The Refinancing Process

Refinancing is very similar to getting the first mortgage on your current home. You should follow the same steps as when you obtained your original mortgage.

  • Research mortgage products Look at the different types of mortgages and compare each to find which works best for you.

  • Work with a lender Find a lender and know what lenders look at when evaluating mortgage applicants .

  • Apply for a mortgage Know the steps in the application process .

Applying For a Mortgage

When you've decided on a lender and have an understanding of the type of mortgage that best meets your needs, you will receive from your lender a mortgage application. The "Uniform Residential Loan Application" requires personal information such as your income, assets, liabilities, and a description of the property. You may need to pay an application fee that covers the lender's processing costs. Be sure to ask if the application fee is refundable. You can submit your application in person, by mail or fax, or online .

What are the next steps?

  1. • Know what documents and information you will need.

  2. • Understand the steps in the application process .

  3. • Know what happens after you apply for a mortgage.

Steps in the Process

When you apply for a mortgage, several things happen:

  • Your lender will get an appraisal. The appraisal will determine the market value of the property since it will be used as collateral for your loan. You'll be charged a fee for this service; it may be included in your closing costs . By law, you have a right to obtain a copy of the appraisal report.

  • Your lender will look at your credit report. Your lender will look at your credit report to verify your credit history. You'll be charged a fee for this document as well. If you're pre-approved, this step may already be completed.

  • Your lender will verify your personal information. Your bank account and employment information will be verified. Your lender will usually ask you for your two most recent monthly bank statements, most recent paychecks or W-2s. If you can't provide the W-2s or bank statements, a Verification of Employment (VOE) and Verification of Deposit (VOD) will be mailed on your behalf to verify the last two years of employment and banking information.

Your Documents

Your lender is required by law to provide you with the following documents:

  • Truth-in-lending disclosure. This disclosure includes a summary of the total cost of credit, such as the Annual Percentage Rate (APR) and other specifics of the loan. The APR includes the interest rate, points, broker fee, and any other charge you're required to pay.

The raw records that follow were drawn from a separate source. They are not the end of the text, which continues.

PR #646, opened 2022-05-29
golang cardano serialisation library

matiwinnetou:


rdlrt (approved):

src/data/builder-tools.js
```diff
@@ -272,6 +272,14 @@ const Showcases = [
     getstarted: null,
     tags: ["favorite", "library"],
   },
+
```
rdlrt, line 275: Would be good to remove this empty line for consistency

katomm (approved):
👍 (we should get rid of the requirement to sort the array alphabetically btw. Just adding at the end is fine as it is sorted automatically these days)

fill-the-fill (approved):

PR #649, opened 2022-05-30
Modify contribute button href to relative path

fill-the-fill:


katomm (commented):
Shouldn't this be "/docs/portal-contribute"?

katomm (approved):

PR #749, opened 2022-08-29
Add new filter to check latest showcases and builder tools 

fill-the-fill:
I'm currently working on a new feature for users to filter showcases and builder tools by latest projects. I would like to hear your opinion on it. 

Currently I'm displaying LAST 10 projects added in the filter. What do you think?

filter

### DIFF
--- a/src/components/showcase/ShowcaseFilterToggle/index.js
+++ b/src/components/showcase/ShowcaseFilterToggle/index.js
@@ -25,7 +25,7 @@ export default function ShowcaseFilterToggle() {
   const id = "showcase_filter_toggle";
   const location = useLocation();
   const history = useHistory();
-  const [operator, setOperator] = useState(true);
+  const [operator, setOperator] = useState(false);
 
   useEffect(() => {
     setOperator(readOperator(location.search) === "OR");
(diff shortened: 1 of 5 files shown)


rdlrt:
It's awesome to add that in, only thing I'd wonder us are you intending it to be default filter?

fill-the-fill:
> It's awesome to add that in, only thing I'd wonder us are you intending it to be default filter?

By default it's showing all of the projects

rdlrt:
Cool, only thing I could think of is name (Last va Latest), but either works (esp. as Latest is 6 letters, mught be less consistent visibly)

fill-the-fill:
> Cool, only thing I could think of is name (Last va Latest), but either works (esp. as Latest is 6 letters, mught be less consistent visibly)
A bit off imo, unless we come up with better design 

Screenshot 2022-08-29 at 11 38 56

rdlrt:
Agree, let's leave it as you have it in PR

rdlrt (approved):

rphair (approved):
nice work 🤓

os11k (approved):

thenic95:
Awesome @fill-the-fill 👍

PR #753, opened 2022-09-01
Add a new builder tool tag - PureScript

fill-the-fill:
Current staging is failing to build, since one of the builder tools had a non existing tag. I've added PureScript as another filter in Builder Tools.

I would like to hear your opinion if we should add it, or remove the tag completely?

### DIFF
--- a/src/data/builder-tools.js
+++ b/src/data/builder-tools.js
@@ -175,6 +175,14 @@ export const Tags = {
     color: '#7e6a4c',
   },
 
+  // Purescript
+  purescript: {
+    label: "Purescript",
+    description:
+      "PureScript language",
+    icon: null,
+    color: '#0F9D58',
+  },
 };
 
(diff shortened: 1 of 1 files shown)


rphair (approved):
my apologies, I couldn't test as usual since packing today & running to airport tomorrow for intercontinental move... I hadn't seen the `purescript` tag before & assumed the default behaviour would be to ignore it 😖

I think PureScript is still part of Cardano's proposed development path as documented here: https://why.cardano.org/en/science-and-engineering/why-haskell/

There is no mention of it since 2021 on the Cardano Forum but it looks like it could still be used as part of a niche community.  I'm not familiar with the language or use cases but I can imagine the PureScript tag would be of great interest to that community looking to share ideas and tools.

rdlrt (approved):

katomm (approved):
👍

PR #762, opened 2022-09-07
Futurbnk - Cardano Token / NFT Minter Tool

learncardano:
## Showcase addition

* Name: **Futurbnk**
* Description: Futurbnk provides CNFT creators and game developers a very simple to use online tool to mint fungible and non-fungible tokens.
* Link:   [https://futurbnk.io/](https://futurbnk.io/)
* Source: 
* Tags:
  * `minting`
  * `nftsupport`


rdlrt:
I am really sorry to add a negative review, but in it's current state - this is not a wallet I would recommend *ANYONE* to use for crypto funds :
- It is a shared-custodial (i.e. user mnemonics may be shared, but encrypted private keys are always shared with remote server) wallet, but does not mention so on the website
- Once user creates a wallet, it presents an option to backup wallet keys, but even if "backup" is not checked - it ends up sharing keys to remote server using form data
- It uses a component that has proved to not be scalable for large number of users (IMO wasnt designed to do so).

I believe all of this is a pattern that emerges due to use of cardano-wallet as a component instead of cryptographic libraries that should not require a user to trust a remote server. Even if your intent might be the aiming for best user experience, it exposes a non tech-savvy user to a risk.

Again, apologies for not going ahead with approval on this one, hopefully the site can be worked to become trustless

learncardano:
> I am really sorry to add a negative review, but in it's current state - this is not a wallet I would recommend _ANYONE_ to use for crypto funds :
> 
> * It is a shared-custodial (i.e. user mnemonics may be shared, but encrypted private keys are always shared with remote server) wallet, but does not mention so on the website
> * Once user creates a wallet, it presents an option to backup wallet keys, but even if "backup" is not checked - it ends up sharing keys to remote server using form data
> * It uses a component that has proved to not be scalable for large number of users (IMO wasnt designed to do so).
> 
> I believe all of this is a pattern that emerges due to use of cardano-wallet as a component instead of cryptographic libraries that should not require a user to trust a remote server. Even if your intent might be the aiming for best user experience, it exposes a non tech-savvy user to a risk.
> 
> Again, apologies for not going ahead with approval on this one, hopefully the site can be worked to become trustless

Thank you for your review. Your feedback is truly valuable for us. We will do our best and strive to improve on our project based on your review as we go along. Although our aim is not really to become a custodial wallet for storing large amount of assets (there are much better and more secured wallets out there), but the wallet feature is only an added tool for keeping the assets (fungible and non-fungible) that our users mint on our platform, which they can send out later to a more secured wallet they have. As mentioned in our security primer page, we don't recommend users to keep their assets in our wallet. But nonetheless, this is just a trial submission hoping we can pass your requirements, as there seems to be links in the showcase page to non-existent wallets or url.

rdlrt:
> as there seems to be links in the showcase page to non-existent wallets or url.

oh - could you expand on which wallet links are those? I tried to look at [all wallets](https://developers.cardano.org/showcase/?tags=wallet) but could not find one that's non-existing, we should rectify if any projects have stopped since

learncardano:
> > as there seems to be links in the showcase page to non-existent wallets or url.
> 
> oh - could you expand on which wallet links are those? I tried to look at [all wallets](https://developers.cardano.org/showcase/?tags=wallet) but could not find one that's non-existing, we should rectify if any projects have stopped since

The GameChanger link is dead. Maybe they just changed their url, I don't know. It's the same reason we built Futurbnk, we were aiming for newbies, students and NFT creator wannabies who are not very, as you mentioned, "tech-savvy", and provide them a very simple to use tool. Futurbnk was not meant to compete with any wallet, we just want to promote our very easy to use NFT minter tool as a business. ;-)

learncardano:
Can you at least add Futurbnk under Minting tag? We will just change our web site contents and change our image as an NFT minting tool instead of a wallet.

learncardano:
Or even Educational tag as I will be posting series of tutorials too and know-hows about Cardano assets, NFTs, etc. on our web site which I have been doing on my [youtube channel](https://www.youtube.com/channel/UCLuVvlVKKJ5o2ly3QDIU81w)

rdlrt:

  • "A Home Buyer's Guide to Settlement Costs." This guide is a government publication that describes the closing or "settlement" process, associated costs, and your rights.

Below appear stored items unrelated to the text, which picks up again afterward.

PR #767, opened 2022-09-09
Rework labels & filters on builder-tools

KtorZ:
Notable changes:

  #### Rework labels in two sections: languages vs domains

  This makes it easier to navigate; one usually wants to select some technlogy they're familiar with, and then, some particular domain of application or problems they're trying need a tool for.
  There's probably some additional rework to do with the domains, but I've added a few to try to get at least every tool with a language and a domain that made sense. Consequently, I've also
  removed the 'library' label as it is implied by the presence of a language label, whereas APIs and services have new labels "http" or "websocket" depending on the case.

  #### Remove 'getting started' from labels

  The semantic of this label was a bit confusing IMO. One would thing that only "beginner friendly" tools would have this label but not, it only identifies
  tools / libraries that have a "getting started" page -- though the definition of a "getting started" page isn't quite clear. Most projects have README which would
  qualify as 'getting started'. I've left the "Getting Started" button, but removed it from the label to avoid cluttering the label list needlessly.

  #### Remove 'favorite' from filters

There's already a whole section with all the favorites right below. So the filtering already happens anyway.

  #### Remove 'libada-go' from the favorite

  This library is unmaintained and hasn't moved in the past 13 months. I don't think we should point it to people as a "favorite".

---

Screenshot from 2022-09-09 13-16-32

### DIFF
--- a/src/data/builder-tools.js
+++ b/src/data/builder-tools.js
@@ -28,14 +28,6 @@ export const Tags = {
     color: '#e9669e',
   },
 
-  // API
-  api: {
-    label: "API",
-    description: "Cardano API.",
-    icon: null,
-    color: '#39ca30',
-  },
-
   // Chain Index
   chainindex: {
     label: "Chain Index",
@@ -50,20 +42,12 @@ export const Tags = {
     label: "CLI",
     description: "Command-line interface tools",
     icon: null,
-    color: '#fce300',
-  },
-
-  // For builder tools with a get started tag, a link to the get started page is required.
-  getstarted: {
-    label: "Get Started",
-    description: "This builder tool has a get started page in the developer portal.",
-    icon: null,
-    color: '#dfd545',
+    color: '#921f32',
   },
 
   // Golang
   golang: {
-    label: "golang",
+    label: "Go",
     description:
       "Go language",
     icon: null,
@@ -86,7 +70,7 @@ export const Tags = {
       "Java language",
     icon: null,
     color: '#d5232d',
-    },
+  },
 
   // JavaScript
   javascript: {
@@ -94,16 +78,7 @@ export const Tags = {
     description:
       "JavaScript language",
     icon: null,
-    color: '#921f32',
-    },
-
-  // Library
-  library: {
-    label: "Library",
-    description:
-      "Cardano library.",
-    icon: null,
-    color: '#a44fb7',
+    color: '#fce300',
   },
 
    // Marlowe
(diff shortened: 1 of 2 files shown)


fill-the-fill:
I think we shouldn't be removing `favourite` filter. It makes it easier to filter when combining with other filters. For example: If someone wants to filter only favourite APIS, it makes things much easier.

KtorZ:
@fill-the-fill there's already a list of favorite elements filtered below under the "Favorite" section. The "favorite" filter AND the favorite section are redundant with one another. Keeping both doesn't make much sense to me; keeping only the filter however (and removing the section) would make sense!

katomm:
If we want to remove the getstarted labels (which are indeed only marking if one has a get started section in the portal, we need to change also the build script. It enforces a get started label for get started page as far as I remember. (Means this PR would fail with yarn build)

KtorZ:
@katomm I did change the build script already --> https://github.com/cardano-foundation/developer-portal/pull/767/files#diff-53a90cc1cf2c5306e1f7c14e7fdc2e148e8673f81d09335596b257bc2e65dc3aL758-L770

katomm:
@KtorZ Sorry, I missed that, thought it was in a different file. Any reason for also removing the check to put operator tools below /docs/operate-a-stake-pool?

katomm (approved):

KtorZ:
Whoops. No. Wil revert.

rphair (approved):
@KtorZ @katomm I'm just looking at a built preview of this now after following the discussion for a few days.  It really is a huge improvement and it looks like the keywords for all projects have been corrected in some cases in addition to being extended with the new tag vocabulary.

I'm also happy to verify it builds perfectly with `staging` as it exists at this time 🤓

KtorZ:
>  @rphair: it looks like the keywords for all projects have been corrected in some cases in addition to being extended with the new tag vocabulary.

Indeed, I've made some rather opinionated choices which I think are better. Up for discussion obviously and I imagine this to be an ongoing effort. Note that there are at least two similar efforts going on within the CF right now (on different fronts, one being CIPs themselves) to define a spectrum of "business domains" to better categorize tools or even CIPs. Ideally, I wish for all these efforts to converge into one terminology that can reuse across the boards and with which people can get familiar with. 

So, this PR is a first stab at it. Not perfect yet but I hope a slightly better increment to the current status quo.

rdlrt (approved):

PR #769, opened 2022-09-10
Fix cardano-node build instructions on recent MacOS M1

KtorZ:
On a brand-new MacOS w/ M1 (not sure if the problem really is the ARM arch here, or simply that homebrew has changed default installation paths of openssl libs & includes); exact same issue also hit by at least one other MacOS M1 user.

  • Adjustable-Rate Mortgage (ARM) disclosure. This disclosure includes information about terms and costs associated with an ARM, past performance of the index to which the interest rate will be tied, and the "Consumer Handbook on Adjustable-Rate Mortgages."

  • Annual Percentage Rate (APR) information. This is the cost of credit expressed as a yearly rate. The APR includes the interest rate, points, broker fee, and any other charge you're required to pay.

  • Good Faith Estimate. This disclosure lists estimated costs you will likely incur in connection with the closing of your mortgage.

After You Apply

After you apply for a mortgage, you will work with your lender to determine a settlement date. You may also want to lock-in an interest rate at this time.

The Qualification Process

The next step is the qualification process. Your lender will review your application and decide whether or not to approve it. Be sure to answer any questions quickly and honestly. Follow up with your lender to get the status of your application.

If you're turned down for a mortgage, ask why. By law, you should receive a written disclosure statement from the lender indicating the principal reason(s) your loan was turned down. Common reasons include too much debt or credit that needs improvement .

If you get turned down, talk with your lender and develop a plan. You may try to qualify for a smaller mortgage or reapply after you've paid off some of your debt.